Prediabetes is the metabolic middle ground where blood sugar is elevated but not yet high enough for a diabetes diagnosis. The American Diabetes Association defines it as a fasting blood sugar between 100 and 125 mg/dL, or an A1C between 5.7% and 6.4%. Full diabetes is diagnosed at a fasting blood sugar of 126 mg/dL or higher, or an A1C of 6.5% or above.

Not everyone with prediabetes progresses to diabetes. In studies of younger populations with impaired glucose tolerance, 65 to 75% reverted to normal blood sugar levels over the following three to five years without medication. About 2 to 8% progressed to Type 2 over two to three years, while the rest stayed in the prediabetes range. Physical activity, weight loss, and dietary changes have a strong track record of shifting those odds in your favor.

Gestational Diabetes

Gestational diabetes develops during pregnancy, typically in the second or third trimester, and usually resolves after delivery. The placenta produces several hormones, including human placental growth hormone, human placental lactogen, progesterone, and cortisol, that naturally make the mother’s cells less responsive to insulin. This evolved as a way to ensure enough glucose reaches the growing fetus.
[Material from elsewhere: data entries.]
PR #4516, opened 2026-05-25
Add column-wide affect-entire combo to grid session view

AaronRito:
## Summary
Adds a new gesture in the grid session view: hold any clip pad in a column together with AFFECT_ENTIRE to broadcast gold-encoder parameter changes to every clip in that column at once.

## Details
- Routes changes through each clip's clip-level paramManager only, so per-drum overrides on kit note rows are preserved.
- Absolute snap, momentary behavior (changes apply while the combo is held).
- Held column tints toward white as a visual cue.
- AFFECT_ENTIRE LED blinks while the combo is engaged.

## Files changed
- src/deluge/gui/views/session_view.cpp (+98 / -2)
- src/deluge/gui/views/session_view.h  (+8)

## Test plan
- [ ] Hold a clip pad in a column + AFFECT_ENTIRE, turn gold encoder, verify all clips in that column receive the change.
- [ ] Verify per-drum overrides on kit note rows are preserved.
- [ ] Verify column tints toward white while held.
- [ ] Verify AFFECT_ENTIRE LED blinks while engaged.
- [ ] Release combo and confirm normal AFFECT_ENTIRE behavior resumes

### DIFF
--- a/src/deluge/gui/views/session_view.cpp
+++ b/src/deluge/gui/views/session_view.cpp
@@ -387,9 +387,16 @@ moveAfterClipInstance:
 
 	// Affect-entire button
 	else if (b == AFFECT_ENTIRE) {
+		// Track held state independently of the toggle below — the toggle is gated on UI_MODE_NONE,
+		// but the column-affect-entire combo needs to detect the button while a clip pad is held.
+		affectEntireButtonHeld = on;
 		if (on && currentUIMode == UI_MODE_NONE) {
 			currentSong->affectEntire = !currentSong->affectEntire;
 			view.setActiveModControllableTimelineCounter(currentSong);
+		}
+		updateAffectEntireLED();
+		if (currentSong->sessionLayout == SessionLayoutType::SessionLayoutTypeGrid) {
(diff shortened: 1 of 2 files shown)


soymonitus:
I hope this gets added into 1.3 release. It makes so much sense to include it. Remember I added Affect-Entire holding to affect all rows in a kit. This is the same but for clips in a track. It is one of those utility features that makes life easier. The code changes are so small I think we could include it, please!! @seangoodvibes 
I did a quick test and works nice

seangoodvibes:
> I hope this gets added into 1.3 release. It makes so much sense to include it. Remember I added Affect-Entire holding to affect all rows in a kit. This is the same but for clips in a track. It is one of those utility features that makes life easier. The code changes are so small I think we could include it, please!! @seangoodvibes 
> 
> I did a quick test and works nice

Sorry we can't accept brand new features anymore.

The code may be small but we would have to review and look at it from the perspective of: "is it the right way to do this, is it accessible", etc etc

And accepting means we have to maintain it for the release if anything comes up.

In most pregnancies, the pancreas ramps up insulin production to compensate. Gestational diabetes occurs when the pancreas can’t keep pace with the increasing demand. Interestingly, no single placental hormone has been identified as the definitive cause. One study found that cortisol was the only hormone whose changes during pregnancy correlated significantly with changes in insulin sensitivity, while another pointed to triglycerides and the appetite hormone leptin. The reality is likely a combination of hormonal, metabolic, and genetic factors working together.

Genetics and Who Is at Risk

Both Type 1 and Type 2 have genetic components, but the specific genes involved are entirely different. For Type 1, the HLA region remains the most important genetic risk factor, governing how the immune system identifies targets. For Type 2, the most influential single gene discovered is TCF7L2. People who carry two copies of the risk variant in this gene face nearly double the risk of developing Type 2 compared to those with no copies, affecting roughly 10% of the population.

But genetics alone rarely cause diabetes. For Type 2 in particular, the interplay between genetic susceptibility and lifestyle factors like excess weight, physical inactivity, and diet quality determines whether the disease actually develops. Prevalence is higher in men than women (11.6% vs. 10.7%) and in urban areas compared to rural ones (12.3% vs. 9.2%), reflecting how environment and behavior shape risk on a population level. Middle-income countries currently have the highest rates globally, likely driven by rapid urbanization and shifts toward processed diets without corresponding improvements in healthcare access.